AllShortest is a shortest-path tree created by the DijkstraAllPaths, FloydWarshall or JohnsonAllPaths all-pairs shortest paths functions.

#### func DijkstraAllPaths ¶

func DijkstraAllPaths(g graph.Graph) (paths AllShortest)

DijkstraAllPaths returns a shortest-path tree for shortest paths in the graph g. If the graph does not implement graph.Weighter, graph.UniformCost is used. DijkstraAllPaths will panic if g has a negative edge weight.

The time complexity of DijkstrAllPaths is O(|V|.|E|+|V|^2.log|V|).

#### func FloydWarshall ¶

func FloydWarshall(g graph.Graph) (paths AllShortest, ok bool)

FloydWarshall returns a shortest-path tree for the graph g or false indicating that a negative cycle exists in the graph. If the graph does not implement graph.Weighter, graph.UniformCost is used.

The time complexity of FloydWarshall is O(|V|^3).

#### func JohnsonAllPaths ¶

func JohnsonAllPaths(g graph.Graph) (paths AllShortest, ok bool)

JohnsonAllPaths returns a shortest-path tree for shortest paths in the graph g. If the graph does not implement graph.Weighter, graph.UniformCost is used.

The time complexity of JohnsonAllPaths is O(|V|.|E|+|V|^2.log|V|).

#### func (AllShortest) AllBetween ¶

AllBetween returns all shortest paths from u to v and the weight of the paths. Paths containing zero-weight cycles are not returned.

#### func (AllShortest) Between ¶

Between returns a shortest path from u to v and the weight of the path. If more than one shortest path exists between u and v, a randomly chosen path will be returned and unique is returned false. If a cycle with zero weight exists in the path, it will not be included, but unique will be returned false.

#### type EdgeListerGraph ¶

type EdgeListerGraph interface { graph.Undirected Edges() []graph.Edge }

EdgeListerGraph is an undirected graph than returns its complete set of edges.

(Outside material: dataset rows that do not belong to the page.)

PR #519, opened 2024-05-14
Set Pending state on Deep Link action

loneil:
The Deep Link when clicked was opening the pres req on the BC Wallet but leaving the button enabled. This can cause the issue discussed here
https://github.com/bcgov/bc-wallet-mobile/issues/1956#issuecomment-2105385631

Change it to set the deep link button to disabled (Pending status triggered manually, since it's not updating on the server when deep link is used, no callback)

See comments for relevant changes in html file, diff is big because there was a extraneous div ending that was breaking prettier so I fixed that and formatted.


oidc-controller/api/templates/verified_credentials.html
```diff
@@ -181,24 +183,26 @@
...
           <div v-if="mobileDevice && !failed">
             <a
               id="deep-link-button"
               href="{{wallet_deep_link}}"
-              type="submit"
               class="btn btn-lg btn-block btn-primary w-100 my-2 rounded-1"
               title="Open BC Wallet"
               target="_blank"
               :class="{disabled: state.disableDeeplink}"
+              v-on:click="deepLinkOpen"
```
loneil, line 205: Add a click handler that sets up the state.
Leave the href and target blank rather than doing a window nav in the `deepLinkOpen` function. Doing it this way prevents an "allow this to open" confirmation that happens if it's done in JS.

oidc-controller/api/templates/verified_credentials.html
```diff
@@ -326,211 +331,224 @@ <h1 class="my-2">
...
+          displayQr: mobileDevice.value ? false : true,
+          svgContent: `{{add_asset("BCID_H_rgb_rev.svg")}}`,
+          bcIdClicks: 0,
+          socket: null,
+        };
+      },
+      methods: {
+        deepLinkOpen() {
+          state.disableDeeplink = true;
+          this.setUiStates("pending");
```
loneil, line 391: Set Deep Link pending status

oidc-controller/api/templates/verified_credentials.html
```diff
@@ -326,211 +331,224 @@ <h1 class="my-2">
...
+          state.showScanned = ["pending", "verified"].includes(status);
+          state.showRefresh = ["abandoned", "expired", "failed"].includes(
+            status
+          );
+          state.disableDeeplink = [
+            "abandoned",
+            "expired",
+            "pending",
+            "success",
+          ].includes(status);
```
loneil, line 412: Refactor to be called from multiple spots

oidc-controller/api/templates/verified_credentials.html
```diff
@@ -326,211 +331,224 @@ <h1 class="my-2">
...
-         state.current = data.status
-         state.showSpinner = data.status === "pending";
-         state.showScanned = ["verified", "pending"].includes(data.status);
-         state.showRefresh = ["failed", "expired", "abandoned"].includes(data.status);
-         state.disableDeeplink =  ["expired", "success"].includes(data.status)
-         console.log("Toggling state", this.state);
-       });
+        this.socket.on("status", (data) => {
+          console.log("Toggling state", data.status);
+          this.setUiStates(data.status);
```
loneil, line 430: Refactor to be called from multiple spots

esune (approved):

#### type HeuristicCoster ¶

HeuristicCoster wraps the HeuristicCost method. A graph implementing the interface provides a heuristic between any two given nodes.

#### type Shortest ¶

```
type Shortest struct {
// contains filtered or unexported fields
}
```

Shortest is a shortest-path tree created by the BellmanFordFrom or DijkstraFrom single-source shortest path functions.

#### func AStar ¶

AStar finds the A*-shortest path from s to t in g using the heuristic h. The path and its cost are returned in a Shortest along with paths and costs to all nodes explored during the search. The number of expanded nodes is also returned. This value may help with heuristic tuning.

The path will be the shortest path if the heuristic is admissible. A heuristic is admissible if for any node, n, in the graph, the heuristic estimate of the cost of the path from n to t is less than or equal to the true cost of that path.

If h is nil, AStar will use the g.HeuristicCost method if g implements HeuristicCoster, falling back to NullHeuristic otherwise. If the graph does not implement graph.Weighter, graph.UniformCost is used. AStar will panic if g has an A*-reachable negative edge weight.

#### func BellmanFordFrom ¶

BellmanFordFrom returns a shortest-path tree for a shortest path from u to all nodes in the graph g, or false indicating that a negative cycle exists in the graph. If the graph does not implement graph.Weighter, graph.UniformCost is used.

The time complexity of BellmanFordFrom is O(|V|.|E|).

#### func DijkstraFrom ¶

DijkstraFrom returns a shortest-path tree for a shortest path from u to all nodes in the graph g. If the graph does not implement graph.Weighter, graph.UniformCost is used. DijkstraFrom will panic if g has a u-reachable negative edge weight.

The time complexity of DijkstrFrom is O(|E|+|V|.log|V|).